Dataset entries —
---------------

PR #984, opened 2019-09-26
Reorder endpoint config rendering so output gets everything

keitwb:
Before the output object was getting only the values specified in the agent yaml config
and not config that came from the endpoint itself

### DIFF
--- a/internal/monitors/activemonitor.go
+++ b/internal/monitors/activemonitor.go
@@ -30,38 +30,40 @@ type ActiveMonitor struct {
 	doomed bool
 }
 
-// Does some reflection magic to pass the right type to the Configure method of
-// each monitor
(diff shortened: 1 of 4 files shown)


keitwb:
> I feel like there has to be a better way to structure the config code in general. It's just way too tricky.

Any specific suggestions on how?  There are multiple config sources that have to be merged together.  I thought about making a separate struct to aggregate everything but it would basically just have that `renderConfig` method on it so it seemed simpler to just have a function.

jaysfx:
> Any specific suggestions on how?

Not really, it's one of those things I'd have to play around with. I'm talking about all the config code not just this particular piece.

keitwb:
> > Any specific suggestions on how?
> 
> Not really, it's one of those things I'd have to play around with. I'm talking about all the config code not just this particular piece.

Alright, well I think the `renderConfig` function at least marginally simplified it by putting it in to a pure function.

PR #986, opened 2019-09-26
add haproxy_status metric

bjsignalfx:


internal/monitors/haproxy/metadata.yaml
```diff
@@ -59,6 +59,10 @@ monitors:
       unique_proxy_id:
         description: 'A unique proxy id'
     metrics:
+      haproxy_status:
+        default: false
+        description: '. Values reported for listeners, frontends, backends and servers.'
```
keitwb: Leading `.`.

keitwb: Also this description is quite vague.  What kind of values is this supposed to be?  Is it some kind of enum?

keitwb: Ok, better now but you need to remake the docs.

bjsignalfx: Remade the docs

PR #988, opened 2019-09-26
Pin rubyzip version for windows chef tests

jchengsfx:
Chef tests on windows are failing because`rubyzip` was recently updated to require ruby >= v2.4. 
The chef-client currently provides ruby <= v2.3 and the windows cookbook (which has a dependency on rubyzip) does not pin the rubyzip version.

### DIFF
--- a/tests/deployments/chef/chef_test.py
+++ b/tests/deployments/chef/chef_test.py
@@ -189,14 +189,16 @@ def run_win_chef_client(backend, agent_version, stage):
 def run_win_chef_setup(chef_version):
     assert has_choco(), "choco not installed!"
     uninstall_win_agent()
+    if WIN_CHEF_BIN_DIR not in os.environ.get("PATH"):
+        os.environ["PATH"] = WIN_CHEF_BIN_DIR + ";" + os.environ.get("PATH")
     if run_win_command("chef-client --version", []).returncode == 0:
         run_win_command("choco uninstall -y -f chef-client")
     if chef_version == "latest":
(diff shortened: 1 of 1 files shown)


tests/deployments/chef/chef_test.py
```diff
@@ -189,14 +189,16 @@ def run_win_chef_client(backend, agent_version, stage):
...
     if run_win_command("chef-client --version", []).returncode == 0:
         run_win_command("choco uninstall -y -f chef-client")
     if chef_version == "latest":
         run_win_command(f"choco upgrade -y -f chef-client")
     else:
         run_win_command(f"choco upgrade -y -f chef-client --version {chef_version}")
-    if WIN_CHEF_BIN_DIR not in os.environ.get("PATH"):
-        os.environ["PATH"] = WIN_CHEF_BIN_DIR + ";" + os.environ.get("PATH")
+    # pin rubyzip to v1.3.0 to prevent the windows cookbook from installing newer incompatible versions
+    run_win_command(r"C:\opscode\chef\embedded\bin\gem install rubyzip -f -q -N -v 1.3.0")
```
keitwb: Is this not something we should fix in the cookbook dependency metadata instead?  Won't people using the cookbook run into the same potential issue?

jchengsfx: Possibly, will take a look. Just didn't want to introduce any side effects that could cause potential conflicts for any customers that may not be using the embedded ruby.

PR #993, opened 2019-09-27
Update quick-install.md

galpizarsfx:
This is testing the Smart Agent tile to see if we can manipulate text that appears both in the UI and in docs.signalfx. This needs to be merged so that we can see the results in lab. Afterwards, whether or not the test is successful, this will need to be unmerge so that in another PR, I will make the official change, along with some other updates.

### DIFF
--- a/docs/quick-install.md
+++ b/docs/quick-install.md
@@ -70,17 +70,16 @@ _Note: if you have previously configured another metric collection agent on your
 
 __Linux:__ Dependencies are completely bundled along with the agent, including a Java JRE runtime and a Python runtime, so there are no additional dependencies required. The agent works on any modern Linux distribution (kernel version 2.6+).
 
-If you are not installing from the tile on the Integrations page:
-
-- Get your API_TOKEN from: __Organization Settings => Access Token__ tab in the SignalFx application. 
-
-- Determine YOUR\_SIGNAL_FX_REALM from your [profile page](https://docs.signalfx.com/en/latest/getting-started/get-around-ui.html#user-profile-avatar-and-color-theme) in the SignalFx web application.
-
 To install the Smart Agent on a single Linux host, enter:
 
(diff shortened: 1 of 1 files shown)


docs/quick-install.md
```diff
@@ -70,17 +70,16 @@ _Note: if you have previously configured another metric collection agent on your
...
-- Determine YOUR\_SIGNAL_FX_REALM from your [profile page](https://docs.signalfx.com/en/latest/getting-started/get-around-ui.html#user-profile-avatar-and-color-theme) in the SignalFx web application.
-
 To install the Smart Agent on a single Linux host, enter:
 
-```sh
-curl -sSL https://dl.signalfx.com/signalfx-agent.sh > /tmp/signalfx-agent.sh
+```sh curl -sSL https://dl.signalfx.com/signalfx-agent.sh > /tmp/signalfx-agent.sh
 sudo sh /tmp/signalfx-agent.sh --realm YOUR_SIGNALFX_REALM YOUR_SIGNALFX_API_TOKEN
+
+<!-- In the above command, YOUR_SIGNALFX_REALM represents the realm that is shown on your profile page
```
keitwb: I don't think you need to make this a comment, just make it regular markdown.

galpizarsfx:
I thought the comment would help to manipulate the appearance of the text
between the tile and the doc site. In other words,

* In the tile, the text would display the user's specific realm and token.
* In the doc site, the same text would literally display
YOUR_SIGNALFX_REALM.

Does that make sense?

George

keitwb:
No, it will just make it disappear everywhere if it is a comment.

galpizarsfx:
Okay, then in that case, we can simply ignore and close this request. As an FYI, in the near future, I'll be sending another PR which will reorganize the Smart Agent content with some editing as well.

---------------

Task details —
Your response should consist of the data above, duplicated exactly.

Exercise solution —
PR #984, opened 2019-09-26
Reorder endpoint config rendering so output gets everything

keitwb:
Before the output object was getting only the values specified in the agent yaml config
and not config that came from the endpoint itself

### DIFF
--- a/internal/monitors/activemonitor.go
+++ b/internal/monitors/activemonitor.go
@@ -30,38 +30,40 @@ type ActiveMonitor struct {
 	doomed bool
 }
 
-// Does some reflection magic to pass the right type to the Configure method of
-// each monitor
(diff shortened: 1 of 4 files shown)


keitwb:
> I feel like there has to be a better way to structure the config code in general. It's just way too tricky.

Any specific suggestions on how?  There are multiple config sources that have to be merged together.  I thought about making a separate struct to aggregate everything but it would basically just have that `renderConfig` method on it so it seemed simpler to just have a function.

jaysfx:
> Any specific suggestions on how?

Not really, it's one of those things I'd have to play around with. I'm talking about all the config code not just this particular piece.

keitwb:
> > Any specific suggestions on how?
> 
> Not really, it's one of those things I'd have to play around with. I'm talking about all the config code not just this particular piece.

Alright, well I think the `renderConfig` function at least marginally simplified it by putting it in to a pure function.

PR #986, opened 2019-09-26
add haproxy_status metric

bjsignalfx:


internal/monitors/haproxy/metadata.yaml
```diff
@@ -59,6 +59,10 @@ monitors:
       unique_proxy_id:
         description: 'A unique proxy id'
     metrics:
+      haproxy_status:
+        default: false
+        description: '. Values reported for listeners, frontends, backends and servers.'
```
keitwb: Leading `.`.

keitwb: Also this description is quite vague.  What kind of values is this supposed to be?  Is it some kind of enum?

keitwb: Ok, better now but you need to remake the docs.

bjsignalfx: Remade the docs

PR #988, opened 2019-09-26
Pin rubyzip version for windows chef tests

jchengsfx:
Chef tests on windows are failing because`rubyzip` was recently updated to require ruby >= v2.4. 
The chef-client currently provides ruby <= v2.3 and the windows cookbook (which has a dependency on rubyzip) does not pin the rubyzip version.

### DIFF
--- a/tests/deployments/chef/chef_test.py
+++ b/tests/deployments/chef/chef_test.py
@@ -189,14 +189,16 @@ def run_win_chef_client(backend, agent_version, stage):
 def run_win_chef_setup(chef_version):
     assert has_choco(), "choco not installed!"
     uninstall_win_agent()
+    if WIN_CHEF_BIN_DIR not in os.environ.get("PATH"):
+        os.environ["PATH"] = WIN_CHEF_BIN_DIR + ";" + os.environ.get("PATH")
     if run_win_command("chef-client --version", []).returncode == 0:
         run_win_command("choco uninstall -y -f chef-client")
     if chef_version == "latest":
(diff shortened: 1 of 1 files shown)


tests/deployments/chef/chef_test.py
```diff
@@ -189,14 +189,16 @@ def run_win_chef_client(backend, agent_version, stage):
...
     if run_win_command("chef-client --version", []).returncode == 0:
         run_win_command("choco uninstall -y -f chef-client")
     if chef_version == "latest":
         run_win_command(f"choco upgrade -y -f chef-client")
     else:
         run_win_command(f"choco upgrade -y -f chef-client --version {chef_version}")
-    if WIN_CHEF_BIN_DIR not in os.environ.get("PATH"):
-        os.environ["PATH"] = WIN_CHEF_BIN_DIR + ";" + os.environ.get("PATH")
+    # pin rubyzip to v1.3.0 to prevent the windows cookbook from installing newer incompatible versions
+    run_win_command(r"C:\opscode\chef\embedded\bin\gem install rubyzip -f -q -N -v 1.3.0")
```
keitwb: Is this not something we should fix in the cookbook dependency metadata instead?  Won't people using the cookbook run into the same potential issue?

jchengsfx: Possibly, will take a look. Just didn't want to introduce any side effects that could cause potential conflicts for any customers that may not be using the embedded ruby.

PR #993, opened 2019-09-27
Update quick-install.md

galpizarsfx:
This is testing the Smart Agent tile to see if we can manipulate text that appears both in the UI and in docs.signalfx. This needs to be merged so that we can see the results in lab. Afterwards, whether or not the test is successful, this will need to be unmerge so that in another PR, I will make the official change, along with some other updates.

### DIFF
--- a/docs/quick-install.md
+++ b/docs/quick-install.md
@@ -70,17 +70,16 @@ _Note: if you have previously configured another metric collection agent on your
 
 __Linux:__ Dependencies are completely bundled along with the agent, including a Java JRE runtime and a Python runtime, so there are no additional dependencies required. The agent works on any modern Linux distribution (kernel version 2.6+).
 
-If you are not installing from the tile on the Integrations page:
-
-- Get your API_TOKEN from: __Organization Settings => Access Token__ tab in the SignalFx application. 
-
-- Determine YOUR\_SIGNAL_FX_REALM from your [profile page](https://docs.signalfx.com/en/latest/getting-started/get-around-ui.html#user-profile-avatar-and-color-theme) in the SignalFx web application.
-
 To install the Smart Agent on a single Linux host, enter:
 
(diff shortened: 1 of 1 files shown)


docs/quick-install.md
```diff
@@ -70,17 +70,16 @@ _Note: if you have previously configured another metric collection agent on your
...
-- Determine YOUR\_SIGNAL_FX_REALM from your [profile page](https://docs.signalfx.com/en/latest/getting-started/get-around-ui.html#user-profile-avatar-and-color-theme) in the SignalFx web application.
-
 To install the Smart Agent on a single Linux host, enter:
 
-```sh
-curl -sSL https://dl.signalfx.com/signalfx-agent.sh > /tmp/signalfx-agent.sh
+```sh curl -sSL https://dl.signalfx.com/signalfx-agent.sh > /tmp/signalfx-agent.sh
 sudo sh /tmp/signalfx-agent.sh --realm YOUR_SIGNALFX_REALM YOUR_SIGNALFX_API_TOKEN
+
+<!-- In the above command, YOUR_SIGNALFX_REALM represents the realm that is shown on your profile page
```
keitwb: I don't think you need to make this a comment, just make it regular markdown.

galpizarsfx:
I thought the comment would help to manipulate the appearance of the text
between the tile and the doc site. In other words,

* In the tile, the text would display the user's specific realm and token.
* In the doc site, the same text would literally display
YOUR_SIGNALFX_REALM.

Does that make sense?

George

keitwb:
No, it will just make it disappear everywhere if it is a comment.

galpizarsfx:
Okay, then in that case, we can simply ignore and close this request. As an FYI, in the near future, I'll be sending another PR which will reorganize the Smart Agent content with some editing as well.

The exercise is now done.